PR #982, opened 2015-09-15
Add cloudstack loadbalancer modules

DazWorrall:
This adds `cs_loadbalancer_rule` and `cs_loadbalancer_rule_member`, /cc @resmo for review

### DIFF
--- a/cloud/cloudstack/cs_loadbalancer_rule.py
+++ b/cloud/cloudstack/cs_loadbalancer_rule.py
@@ -1,0 +1,280 @@
+#!/usr/bin/python
+# -*- coding: utf-8 -*-
+#
+# (c) 2015, Darren Worrall <darren@iweb.co.uk>
+#
+# This file is part of Ansible
+#
+# Ansible is free software: you can redistribute it and/or modify
+# it under the terms of the GNU General Public License as published by
+# the Free Software Foundation, either version 3 of the License, or
+# (at your option) any later version.
+#
+# Ansible is distributed in the hope that it will be useful,
+# but WITHOUT ANY WARRANTY; without even the implied warranty of
+# MERCHANTABILITY or FITNESS FOR A PARTICULAR PURPOSE. See the
+# GNU General Public License for more details.
+#
+# You should have received a copy of the GNU General Public License
+# along with Ansible. If not, see <http://www.gnu.org/licenses/>.
+
+DOCUMENTATION = '''
+---
+module: cs_loadbalancer_rule
+short_description: Manages load balancer rules
+description:
+    - Add or remove load balancer rules
+version_added: '2.0'
+author: "Darren Worrall @dazworrall"
+options:
+  name:
+    description:
+      - The name of the load balancer rule
+    required: true
+  algorithm:
+    description:
+      - Load balancer algorithm
+      - Required when using C(state=present).
+    required: false
+    choices: [ 'source', 'roundrobin', 'leastconn' ]
+    default: null
+  private_port:
+    description:
+      - The private port of the private ip address/virtual machine where the
+        network traffic will be load balanced to
+      - Required when using C(state=present).
+    required: false
+    default: null
+  public_port:
+    description:
+      - The public port from where the network traffic will be load balanced from
+      - Required when using C(state=present).
+    required: true
+    default: null
+  public_ip:
+    description:
+      - Public ip address from where the network traffic will be load balanced from
+    required: false
+    default: null
+  open_firewall:
+    description:
+      - Whether the firewall rule for public port should be created, while creating the new rule.
+      - Use M(cs_firewall) for managing firewall rules.
+    required: false
+    default: false
+  state:
+    description:
+      - State of the instance.
+    required: true
+    default: 'present'
+    choices: [ 'present', 'absent' ]
+  domain:
+    description:
+      - Domain the rule is related to.
+    required: false
+    default: null
+  account:
+    description:
+      - Account the rule is related to.
+    required: false
+    default: null
+  zone:
+    description:
+      - Name of the zone in which the rule shoud be created.
+      - If not set, default zone is used.
+    required: false
+    default: null
+extends_documentation_fragment: cloudstack
+'''
+
+EXAMPLES = '''
+# Create a load balancer rule
+- local_action:
+    module: cs_loadbalancer_rule
+    name: balance_http
+    public_ip: 1.2.3.4
+    algorithm: leastconn
+    public_port: 80
+    private_port: 8080
+
+# Delete a load balancer rule
+- local_action:
+    module: cs_loadbalancer_rule
+    name: balance_http
+    state: absent
+'''
+
+RETURN = '''
+---
+id:
+  description: UUID of the rule.
+  returned: success
+  type: string
+  sample: a6f7a5fc-43f8-11e5-a151-feff819cdc9f
+zone:
+  description: Name of zone the rule is related to.
+  returned: success
+  type: string
+  sample: ch-gva-2
+project:
+  description: Name of project the rule is related to.
+  returned: success
+  type: string
+  sample: Production
+account:
+  description: Account the rule is related to.
+  returned: success
+  type: string
+  sample: example account
+domain:
+  description: Domain the rule is related to.
+  returned: success
+  type: string
+  sample: example domain
+'''
+
+
+try:
+    from cs import CloudStack, CloudStackException, read_config
+    has_lib_cs = True
+except ImportError:
+    has_lib_cs = False
+
+# import cloudstack common
+from ansible.module_utils.cloudstack import *
+
+
+class AnsibleCloudStackLBRule(AnsibleCloudStack):
+
+    def __init__(self, module):
+        super(AnsibleCloudStackLBRule, self).__init__(module)
+        self.returns = {
+            'publicip': 'public_ip',
+            'publicport': 'public_port',
+            'privateport': 'private_port',
+            'algorithm': 'algorithm',
+            'cidrlist': 'cidrlist',
+        }
+
+    def get_ip_address(self, ip_address=None, key=None):
+        if ip_address is None:
+            ip_address = self.module.params.get('ip_address')
+        if not ip_address:
+            self.module.fail_json(msg="IP address param 'ip_address' is required")
+
+        args = {}
+        args['ipaddress'] = ip_address
+        args['account'] = self.get_account(key='name')
+        args['domainid'] = self.get_domain(key='id')
+        args['projectid'] = self.get_project(key='id')
+        ip_addresses = self.cs.listPublicIpAddresses(**args)
+
+        if ip_addresses:
+            self.ip_address = ip_addresses['publicipaddress'][0]
+        return self._get_by_key(key, self.ip_address)
+
+    def get_rule(self, **kwargs):
+        rules = self.cs.listLoadBalancerRules(**kwargs)
+        if rules:
+            return rules['loadbalancerrule'][0]
+
+    def create_lb_rule(self):
+        args = {
+            'account': self.get_account(key='name'),
+            'domainid': self.get_domain(key='id'),
+            'projectid': self.get_project(key='id'),
+            'zoneid': self.get_zone(key='id'),
+            'publicipid': self.get_ip_address(self.module.params.get('public_ip'), key='id'),
+            'name': self.module.params.get('name'),
+        }
+        rule = self.get_rule(**args)
+        if not rule and not self.module.check_mode:
+            args.update({
+                'algorithm': self.module.params.get('algorithm'),
+                'privateport': self.module.params.get('private_port'),
+                'publicport': self.module.params.get('public_port'),
+            })
+            res = self.cs.createLoadBalancerRule(**args)
+            if 'errortext' in res:
+                self.module.fail_json(msg="Failed: '%s'" % res['errortext'])
+
+            poll_async = self.module.params.get('poll_async')
+            if poll_async:
+                res = self.poll_job(res, 'loadbalancer')
+            rule = res
+            self.result['changed'] = True
+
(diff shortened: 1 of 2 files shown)


cloud/cloudstack/cs_loadbalancer_rule_member.py
```diff
@@ -0,0 +1,253 @@
...
+        return self._change_members('remove')
+
+
+def main():
+    module = AnsibleModule(
+        argument_spec = dict(
+            name = dict(),
+            vms = dict(required=True),
+            state = dict(choices=['present', 'absent'], default='present'),
+            zone = dict(default=None),
```
resmo, line 222: project_id is missing here as well in the docs, but is used on L155.

DazWorrall, line 222: It shouldn't be in _member at all, I'll fix that, and add it correctly in the main module - you can specify a project when searching for a load balancer by IP address.

cloud/cloudstack/cs_loadbalancer_rule_member.py
```diff
@@ -0,0 +1,253 @@
...
+        return {
+            'account': self.get_account(key='name'),
+            'domainid': self.get_domain(key='id'),
+            'projectid': self.get_project(key='id'),
+            'zoneid': self.get_zone(key='id'),
+        }
+
+    def _change_members(self, operation):
+        if operation not in ['add', 'remove']:
+            raise RuntimeError('Bad operation: %s' % operation)
```
resmo: `self.module.fail_json(msg="Bad operation: %s" % operation)` is preferred, because any traceback to the user would is defined to be a bug.

cloud/cloudstack/cs_loadbalancer_rule_member.py
resmo, line 222: hmm but here https://github.com/ansible/ansible-modules-extras/pull/982/files#diff-3b35a6b36e38ac06c3856c928c352854R147 you wouldn't find the rule for a project right? IMHO project_id is needed also for _member

DazWorrall, line 222: You're right, I'll add it in

cloud/cloudstack/cs_loadbalancer_rule_member.py
```diff
@@ -0,0 +1,252 @@
...
+        }
+
+    def _change_members(self, operation):
+        if operation not in ['add', 'remove']:
+            self.module.fail_json(msg="Bad operation: %s" % operation)
+        args = self._get_common_args()
+        rule = self.get_rule(name=self.module.params.get('name'), **args)
+        if not rule:
+            self.module.fail_json(msg="Unknown rule: %s" % self.module.params.get('name'))
+        if not self.module.check_mode:
```
resmo: imho this condition is not on the right place. check mode should be right before the execution of removeFromLoadBalancerRule() or assignToLoadBalancerRule(). otherwise --check would always return `changed: false`

cloud/cloudstack/cs_loadbalancer_rule.py
```diff
@@ -0,0 +1,283 @@
...
+class AnsibleCloudStackLBRule(AnsibleCloudStack):
+
+    def __init__(self, module):
+        super(AnsibleCloudStackLBRule, self).__init__(module)
+        self.returns = {
+            'publicip': 'public_ip',
+            'publicport': 'public_port',
+            'privateport': 'private_port',
+            'algorithm': 'algorithm',
+            'cidrlist': 'cidrlist',
```
resmo: in other module I use just `cidr` for `clidrlist` e.g. in `cs_firewall` https://github.com/ansible/ansible-modules-extras/blob/devel/cloud/cloudstack/cs_firewall.py#L222

cloud/cloudstack/cs_loadbalancer_rule.py
```diff
@@ -0,0 +1,283 @@
...
+def main():
+    module = AnsibleModule(
+        argument_spec = dict(
+            name = dict(),
+            algorithm = dict(choices=['source', 'roundrobin', 'leastconn'], required=False),
+            private_port = dict(type='int', default=10, required=False),
+            public_port = dict(type='int', default=10, required=False),
+            state = dict(choices=['present', 'absent'], default='present'),
+            public_ip = dict(required=False),
+            cidr_list = dict(required=False),
```
resmo: also use `cidr` here for convention to other modules.

cloud/cloudstack/cs_loadbalancer_rule_member.py
```diff
@@ -0,0 +1,259 @@
...
+
+    def remove_members(self):
+        return self._change_members('remove')
+
+
+def main():
+    module = AnsibleModule(
+        argument_spec = dict(
+            name = dict(),
+            vms = dict(required=True),
```
resmo: set `type=list` for param vms so you can pass a yaml list or a single value,  as well as a comma separated list, also add an `alias=vm` so user can use `vm=myvm.example.com` as well.

cloud/cloudstack/cs_loadbalancer_rule.py
```diff
@@ -0,0 +1,283 @@
...
+        return rule
+
+
+def main():
+    module = AnsibleModule(
+        argument_spec = dict(
+            name = dict(),
+            algorithm = dict(choices=['source', 'roundrobin', 'leastconn'], required=False),
+            private_port = dict(type='int', default=10, required=False),
+            public_port = dict(type='int', default=10, required=False),
```
resmo: default=10 makes no sense :)

cloud/cloudstack/cs_loadbalancer_rule.py
```diff
@@ -0,0 +1,283 @@
...
+            self.result['changed'] = True
+        return rule
+
+
+def main():
+    module = AnsibleModule(
+        argument_spec = dict(
+            name = dict(),
+            algorithm = dict(choices=['source', 'roundrobin', 'leastconn'], required=False),
+            private_port = dict(type='int', default=10, required=False),
```
resmo: default=10 makes no sense :)

cloud/cloudstack/cs_loadbalancer_rule.py
```diff
@@ -0,0 +1,283 @@
...
+            'publicipid': self.get_ip_address(self.module.params.get('public_ip'), key='id'),
+            'name': self.module.params.get('name'),
+        }
+
+    def create_lb_rule(self):
+        args = self._get_common_args()
+        rule = self.get_rule(**args)
+        if not rule and not self.module.check_mode:
+            args.update({
+                'algorithm': self.module.params.get('algorithm'),
```
resmo: This would result in a cloudstack exception if algorithm is None (you specified this is required on state=present which is the way it should be). however for integration testing, it would be easier to tests against a fail_json msg, e.g. https://github.com/ansible/ansible-modules-extras/pull/941/files#diff-7b26e22953353b1b6a5d9bb0ac7ba754R312

cloud/cloudstack/cs_loadbalancer_rule.py
```diff
@@ -0,0 +1,288 @@
...
+            if poll_async:
+                res = self._poll_job(res, 'loadbalancer')
+            self.result['changed'] = True
+        return rule
+
+
+def main():
+    module = AnsibleModule(
+        argument_spec = dict(
+            name = dict(),
```
resmo: should be required=True

cloud/cloudstack/cs_loadbalancer_rule.py
```diff
@@ -0,0 +1,288 @@
...
+            })
+            res = self.cs.createLoadBalancerRule(**args)
+            if 'errortext' in res:
+                self.module.fail_json(msg="Failed: '%s'" % res['errortext'])
+
+            poll_async = self.module.params.get('poll_async')
+            if poll_async:
+                res = self.poll_job(res, 'loadbalancer')
+            rule = res
+            self.result['changed'] = True
```
resmo: this must be outside the check_mode condition

cloud/cloudstack/cs_loadbalancer_rule.py
```diff
@@ -0,0 +1,288 @@
...
+        args = self._get_common_args()
+        rule = self.get_rule(**args)
+        if rule and not self.module.check_mode:
+            res = self.cs.deleteLoadBalancerRule(id=rule['id'])
+            if 'errortext' in res:
+                self.module.fail_json(msg="Failed: '%s'" % res['errortext'])
+            poll_async = self.module.params.get('poll_async')
+            if poll_async:
+                res = self._poll_job(res, 'loadbalancer')
+            self.result['changed'] = True
```
resmo: same here, outside check_mode condition

gregdek:
Looks like @resmo has been doing a good job of reviewing so far, so thanks for that.

Assuming that this is now ready for review, so putting back into community_review.

@resmo, when you're happy with these, just give us the "shipit" sign.

cloud/cloudstack/cs_loadbalancer_rule_member.py
```diff
@@ -0,0 +1,262 @@
...
+        return self._change_members('add')
+
+    def remove_members(self):
+        return self._change_members('remove')
+
+
+def main():
+    module = AnsibleModule(
+        argument_spec = dict(
+            name = dict(),
```
resmo: name is required

resmo:
I thought about `public_ip` and IMHO it should be required for `cs_loadbalancer_rule` even if the API does not force it (i guess it looks if there is just one IP so it would take this one?) and it should also `publicipid` passed to `createLoadBalancerRule()`. This way we have a very clear defined state.

What is your opinion?

cloud/cloudstack/cs_loadbalancer_rule.py
```diff
@@ -0,0 +1,290 @@
...
+            if poll_async:
+                res = self._poll_job(res, 'loadbalancer')
+        return rule
+
+
+def main():
+    module = AnsibleModule(
+        argument_spec = dict(
+            name = dict(required=True),
+            algorithm = dict(choices=['source', 'roundrobin', 'leastconn'], required=False),
```
resmo: I would add here a `default='source'`, user can still change it if they want but source is the one I use most. What do you think?

DazWorrall:
It passes `publicipid` [already](https://github.com/DazWorrall/ansible-modules-extras/blob/22b16931f2af1923da265cd4e2edf885d00cc810/cloud/cloudstack/cs_loadbalancer_rule.py#L192), as for making it mandatory - I was a bit wary about deviating from the api in case there was some other use case I couldn't think of and it hurts someone down the line. It doesn't affect any of my use cases yet though, so if you'd prefer it I'm happy to change it

cloud/cloudstack/cs_loadbalancer_rule.py
DazWorrall: I was just following what the api does, which doesnt have a default; I personally prefer `leastconn` for example! But I'll go with whatever you prefer, it's easily selected in a play :)

resmo:
So in this case (you prefer to leave it optional, I prefer to make it mandatory) I would like to do some tests and report back the results later on.

BTW I will create some integration tests (living in https://github.com/ansible/ansible/blob/devel/test/integration/cloudstack.yml) anyway and these will be automatically tested on my build server http://build.ngine.io:8080/job/ansible.cloudstack.base/. currently only basic network has been tested but working for an advanced networking setup.

I already found another edge case if you have more than one isolated network, you also must pass `networkid`, but this is also not yet handled in other modules as well. And not see such an setup in real world.

cloud/cloudstack/cs_loadbalancer_rule.py
resmo: yes sure, I mean we should have a default no matter what it is, this saves some user input.
If there is no default, user have to define it anyway... so make a default, take whatever you like. :)

DazWorrall:
Yeah, we certainly dont do that here at the moment. Let me know what you decide with `public_ip` and I'll sort it, but if we run out of time I'll make it mandatory so we can get it merged for v2.

resmo:
I am not afraid about the timing. No worry. There will be a beta and RCs before a release of v2. These two modules are certainly the most requested ones and they should be as awesome as possible :)

resmo:
I looked at it more detailed and have a few improvements, too much to discuss those here. I'll send a PR to your repo for discussion.

robynbergeron:
@DazWorrall @resmo -- I see there was a new commit after @resmo's comment above -- is this ready for @resmo to review again, or are you still working collaborating on this elsewhere?

resmo:
@DazWorrall I was not able to make a PR to your repo. I assume this is a github bug, because it seems related that you forked form emonty/ansible-modules-extras not form ansible/ansible-module-extras. However you find the changes here https://github.com/resmo/ansible-modules-extras/tree/feature/cs_loadbalancer_rule, maybe you can try to delete your "fork" and clone it again from ansible/ansible-module-extras and push your branches again.

A few notes to my changes. I make the public_ip address required, so it makes sure we are identify the right rule and i renamed it to ip_address but made an alias so the existing functionality in utils can be used.

The module now updates a rule, e.g. algorithm. Added all returns in the correct format (some int casts for bad returns from the API), and added tags handling.

IMHO we should close this PR and make pull requests to each branch `feature/cs_loadbalancer_rule` unless we are done with the modules. I also started with making integration tests for it. 

I didn't looked add _rule_member yet and the next 14 days I am on vacation.

DazWorrall:
I've deleted and re-forked, which may well have hosed this pull request but if you want to send that PR now @resmo we should be fine, or just make a new PR directly to this repo from your own fork, I dont mind. I've done a few tests with the playbooks I was using here and they still work fine :+1:

resmo:
@DazWorrall ok, PR made to your repo. coming back to you in 2 weeks.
____
● **YOUR ASSIGNMENT**: Wherever the word "pull" occurs in a line of the listing, copy that line.

● **YOUR RESPONSE**:
resmo, line 222: hmm but here https://github.com/ansible/ansible-modules-extras/pull/982/files#diff-3b35a6b36e38ac06c3856c928c352854R147 you wouldn't find the rule for a project right? IMHO project_id is needed also for _member
resmo: This would result in a cloudstack exception if algorithm is None (you specified this is required on state=present which is the way it should be). however for integration testing, it would be easier to tests against a fail_json msg, e.g. https://github.com/ansible/ansible-modules-extras/pull/941/files#diff-7b26e22953353b1b6a5d9bb0ac7ba754R312
IMHO we should close this PR and make pull requests to each branch `feature/cs_loadbalancer_rule` unless we are done with the modules. I also started with making integration tests for it. 
I've deleted and re-forked, which may well have hosed this pull request but if you want to send that PR now @resmo we should be fine, or just make a new PR directly to this repo from your own fork, I dont mind. I've done a few tests with the playbooks I was using here and they still work fine :+1:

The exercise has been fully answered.